300'000 Quadratmeter Basler Industriegeschichte werden in den nächsten Jahren und Jahrzehnten in Wohn-, Arbeits-, Kultur- und Freiraumfläche transformiert. Unter dem Projekttitel «Klybeck plus» entwickelt der Kanton zusammen mit den Grundeigentümern Novartis und BASF das Areal zu einem neuen Stadtteil. Am Samstag präsentierten sie die Ergebnisse der Testplanung und luden die Bevölkerung zur zweiten Beteiligungsveranstaltung in der Kantine der Novartis.

Vier mit solchen Stadtplanungen vertrauten Büros wurden beauftragt, Vorschläge für eine mögliche Umgestaltung des Areals zwischen Rhein und Wiese zu unterbreiten. Dafür erhielten sie ein ganzes Pflichtenheft mit Vorgaben.

Das Team AS + P um Albert Speer aus Frankfurt am Main schlägt dabei die Erweiterung des Horburgparks mit einer Kleinmarkthalle vor. Zwischen der Verlängerung der Mauerstrasse und der Dreirosenbrücke soll ein «24-Stunden-Quartier» hin, das baulich verdichtet wird und in dem andauernd Betrieb herrscht. Der Vorschlag will dabei relativ wenig Bausubstanz erhalten und zielt auf viele Neubauten.

Ein neuer Platz fürs Kleinbasel

Im Gegensatz dazu arbeitet das Team Diener + Diener aus Basel sehr stark mit dem Bestehenden. Gebäude, wie etwa die Novartis-Kantine, die für das Quartier identitätsstiftend sind, werden belassen und in die neue Planung einbezogen. Charakterisierend ist der neue Klybeckplatz, auf dem durch verschiedene Nutzungen Leben entstehen soll.

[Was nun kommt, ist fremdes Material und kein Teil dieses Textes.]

PR #5105, opened 2026-08-27
Add optional head hitter sprint jumping

AverWasTaken:
New `headHitters` setting, off by default like other optional behavior settings.

When enabled, Baritone sprint jumps in 1x2 corridors and under any low ceiling on flat traverses. The sprint jump speed boost applies on the first ticks of the jump before we bonk our head, so hopping through a tunnel is faster than plain sprinting.

Implementation is entirely in `PathExecutor.shouldSprintNextTick` since that's where the sprint policy already lives. It forces `Input.JUMP` the same way the traverse to straight ascend skip does, and because it runs after `movement.update()` reasserts the inputs, the forced jump only lasts one tick so there's no state to clean up.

«Das soll nicht nur ein kleiner Quartierplatz werden, sondern neben dem Messe- und dem Claraplatz der dritte grosse Platz im Kleinbasel», erklärte Kantonsbaumeister Beat Aeberhard. Die Wohnzone planen Diener + Diener vor allem entlang der Wiese mit Eintritt in die Langen Erlen. Die Mauerstrasse soll autofrei werden. Ob dies verkehrstechnisch realisierbar wäre, sei noch nicht nachgewiesen, so Aeberhard.

Der renommierte Berliner Architekturprofessor Hans Kollhoff beschränkt sich mit seinem Team auf wenige Elemente und eine Blockrandstruktur. Auch Kollhoff möchte den Horburgpark vergrössern und sieht in Richtung Rhein einen sternförmigen Platz vor, der über einen neuen Bootshafen direkt mit dem Fluss verbunden werden soll.

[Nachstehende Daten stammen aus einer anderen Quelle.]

PR #5112, opened 2026-09-09
Add biome and structure locate commands for 26.2

Dvow:
Add biome and structure locate commands for 26.2

Adds commands to find biomes and structures beyond loaded chunks and travel to them:

```text
#locate biome cherry_grove
#locate structure end city
#locate structure village
#locate structure stronghold 10000
```

Singleplayer uses the world’s seed and generator automatically. Multiplayer requires a known seed set with `#locate seed <seed>`. Numeric and text seeds follow Minecraft’s parsing rules, and settings are saved per world and dimension.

Das Team OMA aus Rotterdam ging mit einer ganz anderen Vorstellung an die Aufgabe heran. Es sieht für das Industrieareal eine lineare Planung vor mit verschiedenen Wohn- und Arbeitsformen in einzelnen Reihen.

Herausfordernd sei der Raum entlang der Wiese, da dieser gemäss Beat Aeberhard in Basel bisher vernachlässigt wurde. Zwischen Wiese und Rhein möchten die niederländischen Planer ein Kulturband realisieren. Eine Eventstruktur auf den Rhein hinaus soll dieses Band abschliessen.

Konkreter Zeitplan fehlt

Eine konkrete Einordnung der vier Vorschläge wollte Kantonsbaumeister Beat Aeberhard nicht vornehmen. Markus Oser, Arealentwickler bei der Novartis, stellte klar, dass die «Flughöhe», in der sich die Planung aktuell befinde, noch immer sehr hoch sei. «Es ist im Moment noch zu früh, um zu sagen, es geht in diese oder jene Richtung.»

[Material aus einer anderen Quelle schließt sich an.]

PR #5115, opened 2026-09-11
Update Baritone version in README

Soyodk:

### DIFF
--- a/README.md
+++ b/README.md
@@ -1,4 +1,4 @@
-# Baritone
+# Baritone 1.21.11
 <p align="center">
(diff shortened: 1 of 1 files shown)


ZacSharp:
I don't think we need the Minecraft version number in the readme header, but I'm also not quite sure whether that really is the reason you opened this pull request.
If you wanted to trigger pull request checks to get a CI run you probably noticed already that those do not run for first-time contributors. You can enable Actions in your own repository and trigger a CI run by pushing a dummy commit just to your own repository. Though currently the 1.21.11 release is also up to date, so you can just use that.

Zudem sei noch nicht klar, wo und wie stark die Gebäude und Böden von der Chemie kontaminiert sind. Auch einen konkreten Zeitplan wollten die Vertreter des Kantons, Novartis und BASF nicht nennen. «Es gibt durchaus Potenziale und Bereiche innerhalb des Areals, die relativ schnell in Transformation gehen könnten», sagte Beat Aeberhard vorsichtig.

Als nächstes folgt die Synthesephase des Beurteilungsgremiums, zu dem unter anderem Stararchitekt Jacques Herzog gehört. Die Bevölkerung soll weiterhin eng in die Planungen einbezogen werden. Beim Beteiligungsverfahren wurde mehrfach der Wunsch laut, dass sich der Kanton um Flächen innerhalb des Areals bemüht und dabei aktiv wird.

Für die Firmen Novartis und BASF ist klar, dass die Transformation für sie als Grundeigentümer, die in die Dekontamination und den Rückbau der Industrieanlagen investieren, auch wirtschaftlich sein muss.